■ WHAT THE EXERCISE ASKS: Scan the records below and say how many lines include the word "arguments", giving no other text.

Collected data
--------------------
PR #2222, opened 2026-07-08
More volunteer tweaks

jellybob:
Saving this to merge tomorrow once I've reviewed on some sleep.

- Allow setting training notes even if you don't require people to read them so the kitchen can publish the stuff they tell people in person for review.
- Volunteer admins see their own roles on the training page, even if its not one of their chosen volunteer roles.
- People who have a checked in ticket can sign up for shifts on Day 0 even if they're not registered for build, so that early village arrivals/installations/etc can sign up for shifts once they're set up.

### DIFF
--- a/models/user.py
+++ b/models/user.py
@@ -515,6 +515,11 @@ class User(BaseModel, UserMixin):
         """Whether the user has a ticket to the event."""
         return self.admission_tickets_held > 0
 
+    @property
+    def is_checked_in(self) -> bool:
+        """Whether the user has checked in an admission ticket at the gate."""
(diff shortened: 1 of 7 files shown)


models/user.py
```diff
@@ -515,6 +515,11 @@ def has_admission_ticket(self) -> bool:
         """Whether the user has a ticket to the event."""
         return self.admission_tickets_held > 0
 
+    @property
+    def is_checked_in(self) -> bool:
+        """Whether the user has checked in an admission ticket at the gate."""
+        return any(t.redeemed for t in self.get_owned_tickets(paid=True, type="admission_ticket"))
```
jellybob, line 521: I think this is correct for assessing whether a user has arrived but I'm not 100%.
--------------------
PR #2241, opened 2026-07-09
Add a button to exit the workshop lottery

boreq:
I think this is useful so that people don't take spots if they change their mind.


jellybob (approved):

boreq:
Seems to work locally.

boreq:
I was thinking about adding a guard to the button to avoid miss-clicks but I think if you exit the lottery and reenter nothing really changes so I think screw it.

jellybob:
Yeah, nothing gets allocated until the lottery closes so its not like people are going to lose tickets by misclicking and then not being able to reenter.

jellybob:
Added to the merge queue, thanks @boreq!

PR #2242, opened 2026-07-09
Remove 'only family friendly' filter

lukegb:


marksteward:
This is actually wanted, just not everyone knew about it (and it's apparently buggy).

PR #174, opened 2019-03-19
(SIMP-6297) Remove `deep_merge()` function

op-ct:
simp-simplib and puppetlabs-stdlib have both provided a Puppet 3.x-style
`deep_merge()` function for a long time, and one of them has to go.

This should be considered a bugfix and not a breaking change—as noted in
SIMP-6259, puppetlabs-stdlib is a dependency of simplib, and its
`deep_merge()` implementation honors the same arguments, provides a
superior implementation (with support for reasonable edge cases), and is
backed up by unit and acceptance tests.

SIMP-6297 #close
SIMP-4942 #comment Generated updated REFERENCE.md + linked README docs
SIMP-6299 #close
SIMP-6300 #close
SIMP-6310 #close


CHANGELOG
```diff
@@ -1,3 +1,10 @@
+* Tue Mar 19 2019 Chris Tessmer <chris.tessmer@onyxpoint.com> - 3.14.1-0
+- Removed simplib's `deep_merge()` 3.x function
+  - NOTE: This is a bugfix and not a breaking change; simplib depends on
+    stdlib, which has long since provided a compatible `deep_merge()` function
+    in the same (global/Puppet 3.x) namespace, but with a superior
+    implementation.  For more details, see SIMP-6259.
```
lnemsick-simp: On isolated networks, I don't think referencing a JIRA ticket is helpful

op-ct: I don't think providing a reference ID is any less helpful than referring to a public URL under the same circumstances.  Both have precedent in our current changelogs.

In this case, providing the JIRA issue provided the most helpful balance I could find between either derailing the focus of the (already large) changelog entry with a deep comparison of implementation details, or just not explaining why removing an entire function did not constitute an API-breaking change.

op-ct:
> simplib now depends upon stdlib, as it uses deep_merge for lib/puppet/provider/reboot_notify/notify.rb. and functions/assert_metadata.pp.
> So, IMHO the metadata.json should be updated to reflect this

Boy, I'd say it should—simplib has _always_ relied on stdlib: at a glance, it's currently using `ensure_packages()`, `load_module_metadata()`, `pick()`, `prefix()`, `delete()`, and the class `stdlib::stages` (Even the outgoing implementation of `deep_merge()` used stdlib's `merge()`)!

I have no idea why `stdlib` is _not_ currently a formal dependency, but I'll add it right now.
--------------------
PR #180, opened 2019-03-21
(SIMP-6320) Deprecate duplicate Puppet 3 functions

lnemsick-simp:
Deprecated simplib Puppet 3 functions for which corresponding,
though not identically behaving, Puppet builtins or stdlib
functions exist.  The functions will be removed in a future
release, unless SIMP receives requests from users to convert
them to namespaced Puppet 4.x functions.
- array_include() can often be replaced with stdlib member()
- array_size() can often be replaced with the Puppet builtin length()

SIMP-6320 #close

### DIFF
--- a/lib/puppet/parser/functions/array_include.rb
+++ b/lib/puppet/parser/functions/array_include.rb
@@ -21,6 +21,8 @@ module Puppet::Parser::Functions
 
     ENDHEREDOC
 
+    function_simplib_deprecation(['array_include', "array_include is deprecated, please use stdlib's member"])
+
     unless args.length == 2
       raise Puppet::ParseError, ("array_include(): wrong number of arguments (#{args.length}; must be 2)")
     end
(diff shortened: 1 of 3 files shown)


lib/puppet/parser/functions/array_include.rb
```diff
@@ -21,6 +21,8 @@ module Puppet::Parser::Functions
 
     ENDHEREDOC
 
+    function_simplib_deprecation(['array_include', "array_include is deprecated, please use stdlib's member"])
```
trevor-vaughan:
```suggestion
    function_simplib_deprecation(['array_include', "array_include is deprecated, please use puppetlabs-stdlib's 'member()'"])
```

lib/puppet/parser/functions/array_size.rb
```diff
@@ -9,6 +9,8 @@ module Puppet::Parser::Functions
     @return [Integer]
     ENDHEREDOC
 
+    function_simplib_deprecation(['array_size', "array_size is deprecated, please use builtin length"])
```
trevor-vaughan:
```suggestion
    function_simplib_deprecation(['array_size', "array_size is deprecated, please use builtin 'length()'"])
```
--------------------
■ TASK ANSWER: 2